On Wed, Sep 20, 2023 at 5:04 PM Jerry Londergaard
<
jlonde...@gmail.com> wrote:
>
> Are you comfortable though, *relying* on this behaviour down the stack to enforce the timeout that was declared
> further up the stack (leaving potentially leaked goroutines out of it...)?
That's the nature of handling requests using this layered approach. As
you move down layers in a concurrent program, those that are at a
higher layer set the context for the lower layers. Those that are
lower the stack are not enforcing timeouts or cancellations, they are
merely getting a notification of it.
>
>> If the new goroutine cannot check context cancellation, then the
>> goroutine starting that new goroutine can deal with cancellation like
>> you did, hoping that the new goroutine eventually ends.
>
>
> Ok, I think you're referring to this example of mine
https://go.dev/play/p/EGNlJqo3hY5
>
>> I usually use
>> the former, but the latter has its uses if you are calling a
>> third-party library or some operation you cannot cancel.
>
>
> This is close to the heart of the question. My example of that third-party library is the database one,
> and it seems to say (based on its suggested usage) "You shouldn't need to handle your context timeout, we'll make sure we do".
> Which, maybe works fine in that specific case, but in general feels a bit awkward. It seems you would agree?

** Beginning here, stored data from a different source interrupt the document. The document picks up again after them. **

PR #1311, opened 2026-07-15
Remove stale device-plugin-target node labels when spec.devicePlugin removed

TomerNewman:
When spec.devicePlugin is removed, the DevicePluginReconciler deletes DaemonSets and clears status but does not remove device-plugin-target node labels. Call removeDevicePluginTargetLabels in the nil branch, matching the cleanup already done in the deletion path.

---


ybettan (commented):
/lgtm

PR #1313, opened 2026-07-19
Adding Helm-based e2e tests for spoke and hub-spoke

yevgeny-shnaidman:
Add two new e2e test scripts that mirror the existing kustomize-based e2e tests but deploy KMM using Helm charts instead:

- ci/prow/e2e-helm-incluster-build: deploys KMM via helm-deploy, then runs the full module build/sign/load/unload lifecycle test.
- ci/prow/e2e-helm-hub-spoke-incluster-build: deploys both KMM and KMM-Hub via helm-deploy/helm-deploy-hub with OCM, then validates ManagedClusterModule propagation.

### DIFF
--- a/Makefile
+++ b/Makefile
@@ -379,24 +379,21 @@ HELM_RELEASE_KMM ?= kmm
 HELM_RELEASE_KMM_HUB ?= kmm-hub
 HELM_NAMESPACE ?= kmm-operator-system
 HELM_EXTRA_ARGS ?=
+HELM_VALUES_FILE ?=
+HELM_HUB_VALUES_FILE ?=
 
 .PHONY: helm-deploy
 helm-deploy: deploy-cert-manager manifests ## Deploy KMM controller using Helm to the K8s cluster specified in ~/.kube/config.
 	helm upgrade --install $(HELM_RELEASE_KMM) $(HELM_CHART_KMM) \
 		--namespace $(HELM_NAMESPACE) --create-namespace \
-		--set controller.image=$(IMG) \
-		--set controller.workerImage=$(WORKER_IMG) \
-		--set controller.signerImage=$(SIGNER_IMG) \
-		--set webhookServer.image=$(WEBHOOK_IMG) \
+		$(if $(HELM_VALUES_FILE),-f $(HELM_VALUES_FILE)) \
 		$(HELM_EXTRA_ARGS)
 
 .PHONY: helm-deploy-hub
 helm-deploy-hub: deploy-cert-manager manifests ## Deploy KMM-Hub controller using Helm to the K8s cluster specified in ~/.kube/config.
 	helm upgrade --install $(HELM_RELEASE_KMM_HUB) $(HELM_CHART_KMM_HUB) \
 		--namespace $(HELM_NAMESPACE) --create-namespace \
-		--set controller.image=$(HUB_IMG) \
-		--set controller.signerImage=$(SIGNER_IMG) \
-		--set webhookServer.image=$(WEBHOOK_IMG) \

I am a bit confused about what you are asking here. I find it awkward
and risky if I cannot pass down a cancelable context down the stack
where things may not return. But then, that's the only way to deal
with such third-party code. If goroutines leak, they leak, and
eventually you run out of memory, crash, and restart. Sometimes
failing and recovering is cheaper than fixing.